Observou-se que outras espécies moleculares são especificamente enriquecidas em substância cinzenta, substância branca ou líquido cefalorraquidiano e ventrículos. A distribuição espacial de metabólitos representativos, incluindo hipoxantina, ácido glutâmico, ácido N-acetil aspártico, ácido araquidônico e vários lipídios também foi analisada. Para manter a fidelidade dos stata metabólicos, a dissecação, armazenamento e seccionamento apropriados da amostra são cruciais para prevenir alterações metabólicas artificiais.
Depois de realizar seu experimento MALDI, você pode querer verificar as identidades dos metabólitos encontrados. Isso pode ser alcançado por microextração e cromatografia líquida em tandem MS. O MALDI MS Imaging facilita a investigação baseada em metabolômica com resolução espacial e oferece aos investigadores a oportunidade de verificar dados metabólicos em um meio quantitativo e visual. Recentemente, há muito interesse no efeito da dieta em distúrbios neurodegenerativos, a relação entre o microbioma intestinal e o cérebro.
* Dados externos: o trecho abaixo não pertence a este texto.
PR #4228, opened 2024-02-19
Avoid using private `_config_vars`

Avasam:
## Summary of changes
This PR attempts to avoid using a private global variables, to instead use the available public API. This resolves a `noqa` and upcomming `type: ignore` in https://github.com/pypa/setuptools/pull/3979/files#diff-820ceee125a584dd996725a342b2aaec47c5e96399faf426348dfeebe242ea4bR31  
All 3 implementations of `get_config_vars` (in `sysconfig`, `distutils.sysconfig`, and `setuptools._distutils.sysconfig`) return the global dictionary directly (not a copy), so usage in `build_ext` should be equivalent.
`get_config_vars` also already ensures `_config_vars` is initialized

I'm not sure about the test change however. 

### Pull Request Checklist
- [x] Changes have tests
- [ ] News fragment added in [`newsfragments/`]. (I don't think this counts as user-facing changes?)

[PR docs]:

### DIFF
--- a/setuptools/_distutils/tests/test_util.py
+++ b/setuptools/_distutils/tests/test_util.py
@@ -33,7 +33,7 @@ def environment(monkeypatch):
     monkeypatch.setattr(os.path, 'join', os.path.join)
     monkeypatch.setattr(os.path, 'isabs', os.path.isabs)
     monkeypatch.setattr(os.path, 'splitdrive', os.path.splitdrive)
-    monkeypatch.setattr(sysconfig, '_config_vars', copy(sysconfig._config_vars))
+    monkeypatch.setattr(sysconfig, 'get_config_vars', sysconfig.get_config_vars)
 
 
 @pytest.mark.usefixtures('save_env')
--- a/setuptools/command/build_ext.py
+++ b/setuptools/command/build_ext.py
@@ -8,7 +8,7 @@ from pathlib import Path
 
 from distutils.command.build_ext import build_ext as _du_build_ext
 from distutils.ccompiler import new_compiler
-from distutils.sysconfig import customize_compiler, get_config_var
+from distutils.sysconfig import customize_compiler, get_config_var, get_config_vars
 from distutils import log
 
 from setuptools.errors import BaseError
@@ -26,7 +26,8 @@ except ImportError:
 
 # make sure _config_vars is initialized
 get_config_var("LDSHARED")
-from distutils.sysconfig import _config_vars as _CONFIG_VARS  # noqa
+
+_CONFIG_VARS = get_config_vars()
 
 
 def _customize_compiler_for_shlib(compiler):
--- a/setuptools/command/build_ext.py
+++ b/setuptools/command/build_ext.py
@@ -24,9 +24,6 @@ try:
 except ImportError:
     _build_ext = _du_build_ext
 
-# make sure _config_vars is initialized
-get_config_var("LDSHARED")
-
 _CONFIG_VARS = get_config_vars()
 
 


setuptools/_distutils/tests/test_util.py
```diff
@@ -33,7 +33,7 @@ def environment(monkeypatch):
     monkeypatch.setattr(os.path, 'join', os.path.join)
     monkeypatch.setattr(os.path, 'isabs', os.path.isabs)
     monkeypatch.setattr(os.path, 'splitdrive', os.path.splitdrive)
-    monkeypatch.setattr(sysconfig, '_config_vars', copy(sysconfig._config_vars))
+    monkeypatch.setattr(sysconfig, 'get_config_vars', sysconfig.get_config_vars)
```
abravalheri, line 36: Changes in `setuptools/_distutils/tests/test_util.py` are overwritten every time `setuptools` syncs up with `pypa/distutils`, so probably they have to be proposed in the `pypa/distutils` repository first.

abravalheri:
> All 3 implementations of `get_config_vars` (in `sysconfig`, `distutils.sysconfig`, and `setuptools._distutils.sysconfig`) return the global dictionary directly (not a copy), so usage in `build_ext` should be equivalent.
> `get_config_vars` also already ensures `_config_vars` is initialized

Hi @Avasam, I don't understand this comment, could you please expland a little bit...

Isn't `disutils.get_config_vars` using `copy()` of `sysconfig.get_config_vars()` in https://github.com/pypa/distutils/blob/e651e536ef1fbafbe48856815602127df0371835/distutils/sysconfig.py#L539 ?

setuptools/_distutils/tests/test_util.py
Avasam: Thanks! I can go make the changes upstream to the right place.

Avasam:
> Isn't `disutils.get_config_vars` using `copy()` of `sysconfig.get_config_vars()` in [pypa/distutils@`e651e53`/distutils/sysconfig.py#L539](https://github.com/pypa/distutils/blob/e651e536ef1fbafbe48856815602127df0371835/distutils/sysconfig.py#L539) ?

Only if it was `None` (ie: not already initialized), in which case setuptools would've failed anyway with an `AttributeError`

> Also this is an implementation detail that can change at any point, right?
Possibly? But setuptools is also in control of that now that distutils isn't part of the stdlib. (and I doubt a security update to Python 3.8 - 3.11 would change this behaviour)

> Other than that, `build_ext` is clearly attempting to modify the global state in the `_customize_compiler_for_shlib`... As ugly as an attempt of using a private variable may look, my personal opinion is the following:
> 
> * The code still reads more clear and intentional to me the way it is now: I can clearly see that `build_ext` is doing something shady and that `_customize_compiler_for_shlib` only works because it patches the internals of `distutils`[1](#user-content-fn-1-9ba6ff18fc76016ea5fc216464a4ed9d).
> * If at some point `distutils` stops using `_config_vars`, the tests will fail immediately when we try to access an attribute that is no longer defined, and we will be forced to re-evaluate the patching technique. By using a public API, we loose this "free sanity check".

Whilst I'm challenging the use of a variable that is both private and not exposed in stubs, if you truly believe this is what setuptools should be doing, then I can expose `_config_vars` in the distutils stubs to help type checkers in #3979 & #4192 . This conversation will serve as the rationale for exposing it in typeshed.

abravalheri:
Thank you very much @Avasam for having a deeper look on this.

> Whilst I'm challenging the use of a variable that is both private and not exposed in stubs, if you truly believe this is what setuptools should be doing, then I can expose _config_vars in the distutils stubs to help type checkers.

My personal opinion is that `setuptools` is doing something shady and using the public API of `distutils` would only give a false sense of security.

The reality is that the patch is entangled to depend on that particular private variable... The moment the implementation changes everything falls apart. By importing the private attribute, at least we have a small "sanity check" giving hints about the global change in the state being necessary for the patching to have the desirable effect.

Unless Jason have requested this change, I think we can just be happy with our lives and add an `type: ignore` comment where it is needed. We probably don't have to change the `distutils` stubs (because frankly we are doing something shady anyway). Or if we really want to put more effort on this, add a `cast` to "reinterpret" the type somewhere inside of the file?

Avasam:
A type-ignore with an explicit type declaration (or cast if it's really needed) with a documented resolution is fine by me.

Avasam:
CLosed by 55eeabd46fb7f1d4d6796a66fa29150b3aa47153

E assim tem havido uma tremenda importância do estudo do metabolismo na neurociência, desde o desenvolvimento neurológico até a neurodegeneração. O principal fato da interação intestino-cérebro. E é nesse contexto que a ideia da instalação MALDI Imaging pode realmente fornecer tecnologias excepcionais para visualizar o efeito que uma manipulação específica pode ter no cérebro.
Este protocolo fornece orientações detalhadas para a preparação de amostras biológicas para espectrometria de massa de imagem MALDI (MALDI MSI) para melhorar a detecção metabólica e molecular. Ao empregar MALDI MSI, os pesquisadores podem visualizar a abundância e distribuição de metabólitos, crucial para entender condições fisiológicas e patológicas em organismos.